According to Eurogamer, game-makers have been told the console is now coming in Q1 2025.
Why? The clearest strategic justification for missing out on the Christmas sales window is if bringing out the Switch 2 in 2024 would also mean launching it with a relatively weak line-up of games.
Let’s not forget the Wii U launched after the incredibly successful Wii. Nintendo does not want to repeat that part of its history.
Should I buy a Nintendo Switch?
Seeing as Nintendo’s next-gen device could be reasonably close, you may be wondering if it’s still worth buying a Switch for yourself or the kids.
Well, the good news is that the hybrid gaming gadget still has plenty of steam left in the tank. A raft of new Switch games should keep you entertained throughout the rest of the year.

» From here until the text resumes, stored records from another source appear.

PR #18588, opened 2023-12-04
fix: trans cancel error into interval error when context is not cancaled

jiuker:

## Description
before , we have this.
```go
	// Only return ErrClientDisconnected if the provided context is actually canceled.
	// This way downstream context.Canceled will still report ErrRequestTimedout
	if contextCanceled(ctx) && errors.Is(ctx.Err(), context.Canceled) {
		return ErrClientDisconnected
	}
```
So the context is no canceled when:
```go
	case context.Canceled:
		apiErr = ErrClientDisconnected
```
fix: trans cancel error into interval error when context is not cancaled
When we got `Client disconnected before response was ready`, we can't found that if the client do cancel really.
It's  a timeout between the minio-servers maybe.

## Types of changes

## Checklist:

### DIFF
--- a/cmd/api-errors.go
+++ b/cmd/api-errors.go
@@ -2158,7 +2158,8 @@ func toAPIErrorCode(ctx context.Context, err error) (apiErr APIErrorCode) {
 	case errKMSDefaultKeyAlreadyConfigured:
 		apiErr = ErrKMSDefaultKeyAlreadyConfigured
 	case context.Canceled:
-		apiErr = ErrClientDisconnected
+		// the ctx is not Canceled. But the error is Canceled. We should assume that this error is errInternalError
+		apiErr = ErrInternalError
 	case context.DeadlineExceeded:
 		apiErr = ErrRequestTimedout
 	case objectlock.ErrInvalidRetentionDate:


vadmeste:
> When we got Client disconnected before response was ready, we can't found that if the client do cancel really.
It's a timeout between the minio-servers maybe.

A timeout is usually a context.DeadlineExceeded error; However I don't see clearly what is wrong exactly; is there any specific bug you wanted to address ?

jiuker:
> > When we got Client disconnected before response was ready, we can't found that if the client do cancel really.
> > It's a timeout between the minio-servers maybe.
> 
> A timeout is usually a context.DeadlineExceeded error; However I don't see clearly what is wrong exactly; is there any specific bug you wanted to address ?

Yeah. Some issue just log out `Client disconnected before response was ready` at `PutObjectPart`. There have two ways to log this. One is client cancel the request, another one is minio-server interval peer call time-out. we can't found that if the client do cancel really for just one error log out. @vadmeste

klauspost (changes requested):
This is mostly a wrong fix. You are fixing one case, where there are 100 correct ones. 

You need to figure out what is returning the "context canceled" and fix that up at a lower level.

jiuker:
> This is mostly a wrong fix. You are fixing one case, where there are 100 correct ones.
> 
> You need to figure out what is returning the "context canceled" and fix that up at a lower level.

Yeah. @vadmeste should have some thoughts here. @klauspost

The upcoming releases include Princess Peach Showtime, Mario vs. Donkey Kong, and Luigi’s Mansion 2 HD.
You also have three versions of the Switch to choose from: the original Switch, the Switch OLED with a sharper display, and the handheld-only Switch Lite. The last of those would make a great stocking filler for the tykes this Christmas, while older kids and families can still get oodles of entertainment from the other editions.
When will the Nintendo Switch be discontinued?
For its part, Nintendo has confirmed that it will continue to support the Switch with new games through to the end of March 2025.
Due to the immense popularity of the console, it’s safe to say that it will live on beyond that date. After all, the 12.5-year-old Nintendo 3DS handheld is finally set to lose online support in April.